Through the lens of ‘money’, the current cost of living crisis is really a debt crisis, fuelled by the unprecedented expansionary monetary and fiscal policies since the pandemic. In Australia, the cash rate was dropped from 0.75 per cent pre-COVID to a historic low of 0.1 per cent to facilitate public and private debt expansion (RBA, 2022a). In addition, the RBA also funded $224 billion in federal government debt, as well as $57 billion in state and territory government debt through its Bond Purchase Program (RBA, 2022b). On a global basis, easy credit conditions, and monetised fiscal policies, which have included tax cuts and government spending funded through ‘money printing’, have resulted in an unprecedented increase in public and private debt. Globally, the debt-to-GDP ratio soared by 28 per cent in 2020 alone (IMF, 2022). Viewed from a monetary perspective, this means the money expansion was not matched by real economic growth—the IOUs cannot be redeemed for the same amount of goods and services. Hence, money loses value, causing inflation.

To make matters even more dire, the dominant position of the US dollar in the global financial market means monetary expansion by the US does not only increase its domestic debt, but also the dollar debt in foreign markets. With the US Federal Reserve hiking interest rates aggressively, the debt burden in these markets grows too. This is further aggravated by the fact that when the debtor countries compete to buy the US dollar to pay their debt, the US dollar appreciates in value. Currently, the US dollar is at a 20-year high and increasing still, which increases imported inflation even more in the debtor countries and makes their debt even harder to pay back (Russell, et al, 2022). It is not surprising to see that countries with the highest inflation, for example, Turkey and Sri Lanka, are also countries where the dollar debt represents a large proportion of their GDP (Russell, et al, 2022).
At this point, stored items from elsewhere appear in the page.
PR #11699, opened 2024-03-29
Fix #11698: InputMask destroy

### LINKED ISSUE #11698: InputMask: Destroy mask if widget is destroyed.
When an InputMask is removed from the DOM we must detach the InputMask wrapper.

melloware:
Fix #11698: InputMask destroy


tandraschko:
+1 here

The most concerning element is not the current predicament itself, but rather, the debt-based monetary system that underpins it. In such a system, monetary expansion to support economic growth always associates with debt expansion, which increases the vulnerability of the economy due to moral hazard, inefficient allocation, and supply shocks. Modern Monetary Theory (MMT) suggests that the government could simply create more money without consequence (Mosler, 2021). Its validity is clearly tested in this current debt crisis. History shows that when debt expansion outpaces real economic growth, or when a chain of credit is overstretched, the value of the money itself will be eroded, thus causing a financial crisis.